**Task objective**
Search the material below for the string "thanks" and copy each line where it appears.
______________________________
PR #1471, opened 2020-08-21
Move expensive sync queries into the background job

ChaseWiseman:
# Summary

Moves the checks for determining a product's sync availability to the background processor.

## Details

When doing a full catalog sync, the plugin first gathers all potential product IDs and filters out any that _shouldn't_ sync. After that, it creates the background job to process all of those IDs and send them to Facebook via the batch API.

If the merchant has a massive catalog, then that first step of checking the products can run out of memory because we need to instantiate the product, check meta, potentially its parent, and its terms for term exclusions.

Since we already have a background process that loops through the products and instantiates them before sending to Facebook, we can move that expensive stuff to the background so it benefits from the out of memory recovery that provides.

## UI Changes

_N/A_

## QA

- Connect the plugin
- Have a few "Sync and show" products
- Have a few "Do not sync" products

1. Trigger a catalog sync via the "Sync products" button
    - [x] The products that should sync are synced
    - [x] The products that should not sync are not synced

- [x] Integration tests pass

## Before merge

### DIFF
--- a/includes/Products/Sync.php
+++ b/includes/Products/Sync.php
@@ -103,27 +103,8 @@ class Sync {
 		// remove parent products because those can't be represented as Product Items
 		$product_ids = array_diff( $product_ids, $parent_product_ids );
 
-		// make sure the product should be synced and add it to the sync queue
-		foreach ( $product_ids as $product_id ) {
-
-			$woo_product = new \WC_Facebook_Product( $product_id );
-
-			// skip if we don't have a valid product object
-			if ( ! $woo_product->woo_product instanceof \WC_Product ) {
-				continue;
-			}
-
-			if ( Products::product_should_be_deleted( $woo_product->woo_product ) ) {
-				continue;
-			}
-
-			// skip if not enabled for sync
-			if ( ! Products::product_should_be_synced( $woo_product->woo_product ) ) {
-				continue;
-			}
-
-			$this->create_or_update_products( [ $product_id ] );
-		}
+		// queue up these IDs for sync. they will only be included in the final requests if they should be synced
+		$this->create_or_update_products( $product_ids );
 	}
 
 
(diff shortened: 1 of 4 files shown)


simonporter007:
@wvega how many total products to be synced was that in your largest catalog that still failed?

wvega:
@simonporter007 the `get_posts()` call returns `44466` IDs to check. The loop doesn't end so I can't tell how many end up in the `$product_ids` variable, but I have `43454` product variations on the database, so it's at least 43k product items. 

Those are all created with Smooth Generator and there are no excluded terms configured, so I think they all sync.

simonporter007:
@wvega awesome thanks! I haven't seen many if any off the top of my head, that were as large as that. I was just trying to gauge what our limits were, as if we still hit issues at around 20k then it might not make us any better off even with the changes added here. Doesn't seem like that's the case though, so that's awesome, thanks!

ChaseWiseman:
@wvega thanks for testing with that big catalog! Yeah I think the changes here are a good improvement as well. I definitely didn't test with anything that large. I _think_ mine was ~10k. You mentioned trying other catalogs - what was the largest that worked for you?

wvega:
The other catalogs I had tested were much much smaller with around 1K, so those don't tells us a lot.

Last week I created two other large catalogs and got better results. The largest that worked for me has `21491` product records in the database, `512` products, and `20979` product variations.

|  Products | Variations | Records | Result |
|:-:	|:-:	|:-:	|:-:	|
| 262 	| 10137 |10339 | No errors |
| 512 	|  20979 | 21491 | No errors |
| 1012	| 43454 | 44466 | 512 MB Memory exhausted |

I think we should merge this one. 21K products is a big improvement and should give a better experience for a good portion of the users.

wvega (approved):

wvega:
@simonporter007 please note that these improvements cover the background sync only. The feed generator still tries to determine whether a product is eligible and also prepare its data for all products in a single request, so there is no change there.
______________________________
**Solution below**
@wvega awesome thanks! I haven't seen many if any off the top of my head, that were as large as that. I was just trying to gauge what our limits were, as if we still hit issues at around 20k then it might not make us any better off even with the changes added here. Doesn't seem like that's the case though, so that's awesome, thanks!
@wvega thanks for testing with that big catalog! Yeah I think the changes here are a good improvement as well. I definitely didn't test with anything that large. I _think_ mine was ~10k. You mentioned trying other catalogs - what was the largest that worked for you?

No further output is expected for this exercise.